• THE TASK: Reproduce exactly, from the data that follows, the line with "PR #3886, opened 2024-11-21", the line with "- Enhanced flexibility", and every line that lies between them.

-.-.-

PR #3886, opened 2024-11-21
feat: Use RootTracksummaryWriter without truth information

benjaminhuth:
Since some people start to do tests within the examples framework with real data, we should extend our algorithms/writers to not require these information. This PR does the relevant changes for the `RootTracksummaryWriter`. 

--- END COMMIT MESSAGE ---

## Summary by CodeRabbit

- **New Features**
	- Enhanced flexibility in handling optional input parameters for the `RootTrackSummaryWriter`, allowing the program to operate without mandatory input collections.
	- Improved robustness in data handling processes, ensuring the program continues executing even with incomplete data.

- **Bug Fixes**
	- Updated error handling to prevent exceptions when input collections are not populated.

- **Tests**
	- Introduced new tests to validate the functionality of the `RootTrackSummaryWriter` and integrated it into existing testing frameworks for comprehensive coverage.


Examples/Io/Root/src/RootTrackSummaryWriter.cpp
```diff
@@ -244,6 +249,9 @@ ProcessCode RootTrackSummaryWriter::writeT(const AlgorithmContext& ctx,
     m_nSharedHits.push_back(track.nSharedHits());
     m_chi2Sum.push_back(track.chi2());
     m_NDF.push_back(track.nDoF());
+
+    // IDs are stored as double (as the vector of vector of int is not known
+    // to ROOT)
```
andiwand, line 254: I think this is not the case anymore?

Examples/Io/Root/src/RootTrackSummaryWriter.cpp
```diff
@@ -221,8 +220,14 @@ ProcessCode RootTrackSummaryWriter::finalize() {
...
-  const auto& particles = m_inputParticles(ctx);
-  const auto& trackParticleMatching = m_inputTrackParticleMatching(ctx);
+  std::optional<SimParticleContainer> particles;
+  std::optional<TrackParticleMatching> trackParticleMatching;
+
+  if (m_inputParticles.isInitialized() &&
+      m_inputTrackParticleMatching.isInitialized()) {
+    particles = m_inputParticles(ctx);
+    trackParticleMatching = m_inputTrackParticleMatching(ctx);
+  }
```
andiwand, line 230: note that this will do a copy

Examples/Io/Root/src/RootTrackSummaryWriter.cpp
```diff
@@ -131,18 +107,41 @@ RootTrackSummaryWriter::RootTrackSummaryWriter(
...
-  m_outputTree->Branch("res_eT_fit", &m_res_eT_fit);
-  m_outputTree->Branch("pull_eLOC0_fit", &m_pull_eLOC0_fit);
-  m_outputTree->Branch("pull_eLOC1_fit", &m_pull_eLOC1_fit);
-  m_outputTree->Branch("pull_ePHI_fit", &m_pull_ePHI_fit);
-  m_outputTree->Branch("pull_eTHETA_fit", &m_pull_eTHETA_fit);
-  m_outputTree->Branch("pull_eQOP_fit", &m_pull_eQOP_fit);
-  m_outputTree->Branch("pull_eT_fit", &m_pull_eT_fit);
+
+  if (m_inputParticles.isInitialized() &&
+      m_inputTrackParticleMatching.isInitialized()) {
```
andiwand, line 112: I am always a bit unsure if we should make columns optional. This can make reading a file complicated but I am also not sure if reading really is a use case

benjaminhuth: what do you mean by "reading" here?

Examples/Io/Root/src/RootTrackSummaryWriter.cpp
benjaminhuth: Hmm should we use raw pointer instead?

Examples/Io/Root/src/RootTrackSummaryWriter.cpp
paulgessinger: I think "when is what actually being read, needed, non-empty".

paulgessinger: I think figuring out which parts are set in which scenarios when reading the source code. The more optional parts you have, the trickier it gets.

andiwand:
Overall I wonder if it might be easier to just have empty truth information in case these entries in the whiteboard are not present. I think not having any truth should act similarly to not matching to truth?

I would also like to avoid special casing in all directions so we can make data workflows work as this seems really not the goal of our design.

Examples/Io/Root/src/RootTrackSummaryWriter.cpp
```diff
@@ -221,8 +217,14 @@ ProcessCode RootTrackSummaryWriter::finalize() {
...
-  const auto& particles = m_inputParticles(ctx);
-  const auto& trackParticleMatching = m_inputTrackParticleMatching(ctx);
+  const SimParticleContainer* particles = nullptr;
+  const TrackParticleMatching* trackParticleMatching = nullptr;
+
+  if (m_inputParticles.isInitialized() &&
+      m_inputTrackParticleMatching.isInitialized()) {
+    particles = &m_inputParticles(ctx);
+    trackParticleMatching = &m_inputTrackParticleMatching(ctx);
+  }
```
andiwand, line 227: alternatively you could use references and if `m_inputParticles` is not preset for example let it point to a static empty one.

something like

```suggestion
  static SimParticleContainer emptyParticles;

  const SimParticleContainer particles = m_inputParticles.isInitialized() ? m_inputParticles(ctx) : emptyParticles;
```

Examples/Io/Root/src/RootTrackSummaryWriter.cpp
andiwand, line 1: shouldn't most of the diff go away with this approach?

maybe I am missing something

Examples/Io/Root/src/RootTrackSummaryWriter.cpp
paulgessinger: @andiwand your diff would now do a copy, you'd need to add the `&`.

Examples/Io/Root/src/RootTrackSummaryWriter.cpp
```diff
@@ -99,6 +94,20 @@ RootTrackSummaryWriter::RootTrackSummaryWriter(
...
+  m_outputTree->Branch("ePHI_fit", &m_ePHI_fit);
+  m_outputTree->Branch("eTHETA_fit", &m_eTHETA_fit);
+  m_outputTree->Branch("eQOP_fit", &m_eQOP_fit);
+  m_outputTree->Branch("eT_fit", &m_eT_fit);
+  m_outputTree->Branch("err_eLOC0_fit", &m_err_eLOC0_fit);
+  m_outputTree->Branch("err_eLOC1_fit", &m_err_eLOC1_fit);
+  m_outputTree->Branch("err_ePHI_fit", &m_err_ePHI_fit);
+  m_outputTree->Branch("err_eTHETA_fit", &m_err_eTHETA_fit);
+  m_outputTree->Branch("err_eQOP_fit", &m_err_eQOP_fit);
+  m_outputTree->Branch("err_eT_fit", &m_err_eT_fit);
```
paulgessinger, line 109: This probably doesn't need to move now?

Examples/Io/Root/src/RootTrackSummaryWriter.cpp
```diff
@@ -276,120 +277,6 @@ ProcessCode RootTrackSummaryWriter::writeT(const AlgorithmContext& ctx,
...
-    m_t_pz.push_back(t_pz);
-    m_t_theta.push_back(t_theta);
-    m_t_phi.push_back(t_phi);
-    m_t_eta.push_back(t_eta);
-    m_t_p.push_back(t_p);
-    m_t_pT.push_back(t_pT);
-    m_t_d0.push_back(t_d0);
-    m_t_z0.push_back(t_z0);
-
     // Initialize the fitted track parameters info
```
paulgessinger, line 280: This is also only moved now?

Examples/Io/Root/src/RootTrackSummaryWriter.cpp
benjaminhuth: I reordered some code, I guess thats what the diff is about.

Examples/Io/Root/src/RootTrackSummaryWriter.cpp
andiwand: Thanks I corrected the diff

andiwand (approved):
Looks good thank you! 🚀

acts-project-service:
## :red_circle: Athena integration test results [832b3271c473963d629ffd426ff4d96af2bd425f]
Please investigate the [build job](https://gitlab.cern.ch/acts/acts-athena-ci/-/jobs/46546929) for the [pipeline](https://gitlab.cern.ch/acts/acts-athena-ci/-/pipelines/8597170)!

-.-.-

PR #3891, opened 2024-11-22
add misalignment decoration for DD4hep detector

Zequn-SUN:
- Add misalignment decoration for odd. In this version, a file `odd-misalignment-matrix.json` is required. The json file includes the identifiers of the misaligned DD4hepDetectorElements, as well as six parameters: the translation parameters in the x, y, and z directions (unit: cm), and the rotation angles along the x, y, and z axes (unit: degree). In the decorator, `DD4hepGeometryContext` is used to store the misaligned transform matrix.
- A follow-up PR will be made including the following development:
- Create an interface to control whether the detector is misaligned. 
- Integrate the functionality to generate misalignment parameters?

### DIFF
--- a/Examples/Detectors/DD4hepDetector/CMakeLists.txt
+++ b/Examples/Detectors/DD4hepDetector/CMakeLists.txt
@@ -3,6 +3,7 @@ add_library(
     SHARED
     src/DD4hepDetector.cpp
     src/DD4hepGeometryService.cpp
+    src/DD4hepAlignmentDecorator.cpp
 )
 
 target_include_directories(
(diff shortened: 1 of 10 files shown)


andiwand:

-.-.-

• SOLUTION TO THIS EXERCISE:
PR #3886, opened 2024-11-21
feat: Use RootTracksummaryWriter without truth information

benjaminhuth:
Since some people start to do tests within the examples framework with real data, we should extend our algorithms/writers to not require these information. This PR does the relevant changes for the `RootTracksummaryWriter`. 

--- END COMMIT MESSAGE ---

## Summary by CodeRabbit

- **New Features**
	- Enhanced flexibility in handling optional input parameters for the `RootTrackSummaryWriter`, allowing the program to operate without mandatory input collections.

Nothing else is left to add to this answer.